Wait until they reveal that the whole paper was generated by some GPT-4 network.

anigbrowl · on July 20, 2022

Was not prepared for the emotional reaction to seeing Mona Lisa looking around and really smiling.

bouvin · on July 21, 2022

For me, the most startling one was seeing (a) Frida Kahlo smile.

coffee_beqn · on July 21, 2022

The paintings were super impressive

account42 · on July 21, 2022

Really? I thought it failed completely on the mona lisa painting. The result looks more like a completely different face colored green but otherwise mostly ignoring the style of the painting - more like existing face swap apps than any kind of deep fake.

shimonabi · on July 20, 2022

This is so impressive it acutally scares me.

moondev · on July 20, 2022

This is seriously incredible. Coolest thing I have seen in a very long time. Curious how long it takes to render one of the short example clips shown.

m4x · on July 21, 2022

In their video they state the the optimised versions run at 70 FPS.

I'm very tempted to replace my Teams camera with this.

fire · on July 21, 2022

I'm really curious how well this works on highly stylized sources like anime where landmarks aren't equivalent and in some cases may not even exist

Aside, this would be sick for realtime apps, like, imagine you just get a good professional photo or two done and then drive those with your webcam? It'd be like making a vtuber of yourself

malshe · on July 20, 2022

This is incredible! When I look at all the advances in computer vision and NLP in the last five years, I can't believe the pace of advancements. I have stopped saying "AI can't do ____ in our lifetime" to my friends.

anewpersonality · on July 20, 2022

The deepfake industry just got a lot bigger.

sebmellen · on July 20, 2022

This is perhaps the most impressive "AI" demo I've seen, and that's saying a lot. Interesting to read about the Moscow-based "Samsung AI Center" that seems to be producing this work: https://research.samsung.com/aicenter_moscow.

thewanderer1983 · on July 21, 2022

Now Muggles get animated photos as well.

monkpit · on July 21, 2022

I wonder if this type of tech could be used for animating video game characters? Instead of trying to use motion capture or something like that, just record an actor making facial expressions that would drive the 3d model. It seems like they could achieve extremely realistic results.

Tossrock · on July 21, 2022

https://blog.roblox.com/2022/03/real-time-facial-animation-a...

tomcam · on July 20, 2022

Holy shit

ge96 · on July 21, 2022

Damn that's so good, when does it come out for a Zoom AR layer.

coolspot · on July 21, 2022

https://github.com/iperov/DeepFaceLive

imtu80 · on July 21, 2022

Pretty neat, I wonder if the AI can take predict the voice of the person in the picture and make it talk.

xpe · on July 20, 2022

How does the algorithm decide what the side (and back) of a head looks like?

teruakohatu · on July 21, 2022

A LOT of training data.

baxtr · on July 20, 2022

I wonder how this could be used by a state actor to manipulate.

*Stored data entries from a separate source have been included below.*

PR #132, opened 2021-11-02
Let mypy check tests/types files

dlax:
First step towards having the test suite type-checked.

### DIFF
--- a/pyproject.toml
+++ b/pyproject.toml
@@ -15,7 +15,12 @@ testpaths=[
 
 
 [tool.mypy]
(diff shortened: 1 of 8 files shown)


dvarrazzo:
Wow, this (and the other changesets) are massive! I guess we are in the direction of having the test suite statically typed then :smile:

dlax:
Added two more PR #136 and #137.

With those and a couple local changes I have, running mypy in `tests/` leaves:
```
Found 121 errors in 19 files (checked 138 source files)
```
So I think the goal to have the test suite statically typed checked is achievable.

I'll wait for review/integration before moving on :)

PR #133, opened 2021-11-02
Let mypy check tests/pq files

dlax:
Follow-up, based on #132.


dvarrazzo:

PR #523, opened 2023-03-08
doc: fix pg2pyenc() docstring

dlax:


dvarrazzo:
Oops, thank you very much :grimacing: 

Will merge in the next few days: I have to fix the build pipeline and currently pressed by other jobs.

dlax:
By the way, I was wondering if functions from this `_encodings` module could be exposed as part of the public API? Namely, I'd need to use the encoding of a database (not necessarily the one I'm connected to, but, for instance, as reported by `pg_database.encoding`) and this function would be quite useful.

dvarrazzo:
I understand. Would you like to propose an interface?

dvarrazzo:
Cherry-picked, thank you

PR #531, opened 2023-03-23
tests: skip test_sql::test_invalid_name if not a super-user

dlax:
Creating a base type, as done in that test, requires being a superuser.

It's annoying to me while running the test suite as the user I'm using on some machines is not a super-user.


dvarrazzo:
Merged, thank you!

If we need this check more, we can either add a marker, or use `svcconn` for this test, and skip all tests using `svcconn` if it's not `is_superuser`.

PR #533, opened 2023-03-28
chore: fix declaration of PQsetTraceFlags in pyi

dlax:
Running 'python -m psycopg.pq._pq_ctypes' currently produces a diff because _PQsetTraceFlags is not present in .pyi but PQsetTraceFlags is.


dvarrazzo:
Thank you! :slightly_smiling_face:

PR #540, opened 2023-04-04
row factories and connection pools 

dlax:
Connection pools currently produces `Connection[Any]` type and there does not seem to be a way to tell the type system about the row type of connections in the pool. I've been thinking a bit about this and drafted a proposal for discussion. ~Best start is to read the documentation change, does this sound good from a user perspective?~

### DIFF
--- a/psycopg_pool/psycopg_pool/null_pool.py
+++ b/psycopg_pool/psycopg_pool/null_pool.py
@@ -6,10 +6,11 @@ Psycopg null connection pools
 
 import logging
 import threading
-from typing import Any, Callable, Dict, Optional, Tuple, Type
+from typing import Any, Callable, Dict, Optional, Tuple, Type, overload
 
 from psycopg import Connection
 from psycopg.pq import TransactionStatus
+from psycopg.rows import Row, RowFactory
 
 from .pool import ConnectionPool, AddConnection, ConnectFailedCB
 from .errors import PoolTimeout, TooManyRequests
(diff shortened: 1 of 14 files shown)


docs/advanced/pool.rst
```diff
@@ -284,6 +284,45 @@ working connections, as soon as they are available.
...
+psycopg.rows.class_row(MyRow)}`` to ``ConnectionPool``, but the type parameter
+for ``ConnectionPool`` remains needed.
+
+Alternatively, the `!connection_class` constructor may be used:
+::
+
+    class MyConnection(psycopg.Connection[MyRow]):
+        def __init__(self, *args):
+            super().__init__(*args)
+            self.row_factory = psycopg.rows.class_row(MyRow)
```
dlax, line 317: Somehow unrelated: writing this made me realize that this not very convenient; I'd have appreciated if the following worked:
```python
class MyConnection(psycopg.Connection[MyRow]):
    row_factory = psycopg.rows.class_row(MyRow)
```
and, at a first glance, I think it can be made working with a bit of work.
Thoughts?

dvarrazzo: If I understand correctly, this could be a mistake, of the type I've already made, for instance for `Dumper.oid`, which is a class attribute, but can be overridden by instances. It is valid python, but Mypy doesn't like it very much. It cannot be annotated as a ClassVar and mypyc is confused as of whether it's a class or instance attribute. So I would like to refactor it away in psycopg 3.2 (if I can do it without losing backward compatibility).

docs/advanced/pool.rst
```diff
@@ -284,6 +284,45 @@ working connections, as soon as they are available.
...
+        row = conn.execute(...).fetchone()
+        # row has type MyRow (or None)
+        # conn has type Connection[MyRow]
+
+Here it is needed to set ``ConnectionPool``'s type parameter to ``MyRow`` as
+the `!configure` callback is not enough for type inference.
+
+The same can be achieved by passing ``kwargs={"row_factory":
+psycopg.rows.class_row(MyRow)}`` to ``ConnectionPool``, but the type parameter
+for ``ConnectionPool`` remains needed.
```
dvarrazzo, line 309: How about we also add a `row_factory` parameter to the pool constructor, and we assign the type parameter from there?

dvarrazzo: We could make an error to specify row_factory both in the parameters and in the `kwargs` parameter.

dlax: Indeed, this would be simpler. Thank you.

psycopg_pool/psycopg_pool/null_pool.py
```diff
@@ -40,7 +41,55 @@ def _maybe_grow_pool(self) -> None:
...
+        max_idle: float = ...,
+        reconnect_timeout: float = ...,
+        reconnect_failed: Optional[ConnectFailedCB] = ...,
+        num_workers: int = ...,
+    ):
+        ...
+
+    @overload
+    def __init__(
+        self: "NullConnectionPool[Any]",
```
dvarrazzo, line 71: This actually returns a `NullConnectionPool[TupleRow]`. In my merged branch I have used this definition.

dvarrazzo:
Superseded by #559. I have cherry-picked the changeset to fix the __enter__ return value, which can be released in 3.1.x as it's a backward-compatible change.

PR #559, opened 2023-05-09
make pool generic on connection type

dvarrazzo:
This allows to have the connection returned by connection() type-annotated.

Draft to play around #558, but possibly to merge with #540 in order to specify just a connection row without subclassing.

### DIFF
--- a/psycopg_pool/psycopg_pool/null_pool_async.py
+++ b/psycopg_pool/psycopg_pool/null_pool_async.py
@@ -6,28 +6,74 @@ psycopg asynchronous null connection pool
 
 import asyncio
 import logging
-from typing import Any, Awaitable, Callable, Dict, Optional, Type
+from typing import Any, Awaitable, Callable, cast, Dict, Optional, overload, Type
 
 from psycopg import AsyncConnection
 from psycopg.pq import TransactionStatus
+from psycopg.rows import TupleRow
 
 from .errors import PoolTimeout, TooManyRequests
 from ._compat import ConnectionTimeout
 from .null_pool import _BaseNullConnectionPool
-from .pool_async import AsyncConnectionPool, AddConnection, AsyncConnectFailedCB
+from .pool_async import AsyncConnectionPool, ACT, AddConnection, AsyncConnectFailedCB
 
 logger = logging.getLogger("psycopg.pool")
 
 
-class AsyncNullConnectionPool(_BaseNullConnectionPool, AsyncConnectionPool):
+class AsyncNullConnectionPool(_BaseNullConnectionPool, AsyncConnectionPool[ACT]):
+    @overload
+    def __init__(
+        self: "AsyncNullConnectionPool[AsyncConnection[TupleRow]]",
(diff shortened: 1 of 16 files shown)


psycopg_pool/psycopg_pool/null_pool_async.py
```diff
@@ -6,28 +6,74 @@
...
 
 
-class AsyncNullConnectionPool(_BaseNullConnectionPool, AsyncConnectionPool):
+class AsyncNullConnectionPool(_BaseNullConnectionPool, AsyncConnectionPool[ACT]):
+    @overload
+    def __init__(
+        self: "AsyncNullConnectionPool[AsyncConnection[TupleRow]]",
+        conninfo: str = "",
+        *,
+        open: bool = True,
```
dvarrazzo, line 29: wrong default: should be `...`.

dvarrazzo:
@dlax, @guacs,

I think this is not bad: I have merged this attempt to make the pool generic on the connection together with your row_factory branch in #540, and it seems to work well in most cases.

The pools are now:

- `Pool()` -> `Pool[Connection[TupleRow], TupleRow]`
- `Pool(row_factory=DictRow)` -> `Pool[Connection[DictRow], DictRow]`
- `Pool(connection_class=MyConn)` -> `Pool[MyConn[TupleRow], TupleRow]`
- `Pool(connection_class=MyConn, row_factory=DictRow)` -> `Pool[MyConn[DictRow], DictRow]`

Type annotation for connections and results follows as expected.

The only sub-optimal behaviour if is someone derives a non-parametric connection class which never returns tuples, for instance:

```python
    class MyConnDict(psycopg.Connection[DictRow]):
        def __init__(self, *args: Any, **kwargs: Any):
            kwargs["row_factory"] = dict_row
            super().__init__(*args, **kwargs)
```

in this case, `Pool(connection_class=MyConnDict)` would be annotated as `Pool[MyConnDict, TupleRow]`, with the annotation indicating that it would return tuples, but actually returning dictionaries. Passing `row_factory` to the pool would do nothing. If someone had this connection, they could still use a redundant declaration: `Pool(connection_class=MyConnDict, row_factory=dict_row)` and align the annotation with the reality.

I think this is the only case in which there would be needed two levels of generic and can't be done in Python, but it seems that all the other cases work well with Python types model.

What do you think?

dlax:
I think this is very reasonable. The edge case you mention seems acceptable to me.

I'm not sure if you want me to change something in #540 or not, let me know in any case.

dvarrazzo:
#540 looks good as it is. There was only that comment of yesterday, about the default returned row to be `TupleRow` rather than `Any`, but we can leave the MR as it is. I will merge it here, and them merge this to master.

Need to add docs for the feature to finish this.

dvarrazzo:
@dlax heads up: I'll try to review the state of parametrising the pools again this weekend. In the past days I was finding some strange interaction between the row type and the connection class parameters but now I'm struggling to reproduce the behaviour I wasn't liking.

Issue #565, opened 2023-05-15
On connection failure, PGconn is leaked until finalization


jchampio:
Hello,

The `connect` generator appears to have no cleanup step (i.e. a call to `PQfinish`) if the generator's `PQconnectPoll` calls fail. This results in resources leaking (or hanging open, in the case of the underlying socket) until the finalizer is called at process exit.

I'm using `psycopg[c]`, if that matters, but from inspection it looks like the implementation in `generators.py` might have the same problem.

Here's a quick and dirty program to illustrate. The "server" causes a connection failure by writing unexpected data to the socket, then waits for the client to close the connection. With the old `psycopg2.connect`, the script correctly exits after raising `OperationalError`. With `psycopg.connect`, the script hangs.

```py
#! /usr/bin/env python3

import socket
import threading

from psycopg import connect
#from psycopg2 import connect  # uncomment to fix the program


class Server(threading.Thread):
    """
    Accepts exactly one Postgres connection, reads a startup packet, writes
    garbage to the socket, and then tries to read more data.
    """
    def __init__(self):
        super().__init__()

        # Listen on localhost.
        self._listener = socket.socket(socket.AF_INET, socket.SOCK_STREAM)
        self._listener.bind(("127.0.0.1", 0))
        self._listener.listen(1)

        _, self.port = self._listener.getsockname()

    def run(self):
        sock, _ = self._listener.accept()
        with sock:
            # Read the startup packet.
            data = sock.recv(4096)
            print("startup: ", data)

            # Send some garbage to the client to cause a connection failure.
            sock.send(b"garbage data")

            # Client should disconnect at this point; the recv() call should
            # immediately return with no data. With psycopg 3.1, this call
            # hangs.
            data = sock.recv(4096)
            print("read: ", data)


server = Server()
server.start()

connect(host="127.0.0.1", port=server.port)  # raises OperationalError

# Python will join the server thread at this point. With psycopg2, the program
# exits; with psycopg 3.1, the program hangs.
```

dvarrazzo:
Hello,

the PQfinish is called [on PGconn deallocation](https://github.com/psycopg/psycopg/blob/8ec349089b60ff1ea52700b81431183e0f3c9867/psycopg_c/psycopg_c/pq/pgconn.pyx#L46-L50). As such, it is invoked usually as soon as the `conn` object gets out of scope.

anigbrowl · on July 20, 2022

It's very likely to be used by people who want to become state actors. And I suspect (given the source) that it's also a lowkey warning shot from a country that has a significantly deeper understanding of information and psychological warfare than its opponents.

reidjs · on July 20, 2022

When will something like this be available to the average user?

coolspot · on July 21, 2022

https://github.com/iperov/DeepFaceLive

zitterbewegung · on July 20, 2022

It already is https://www.thispersondoesnotexist.com is powered by StyleGAN [1] . Its on GitHub at [2]

[1] https://en.wikipedia.org/wiki/StyleGAN

[2] https://nvlabs.github.io/stylegan3/

1f60c · on July 20, 2022

The photos at the top of the page are the researchers—the demos (two videos) are a bit further down the page.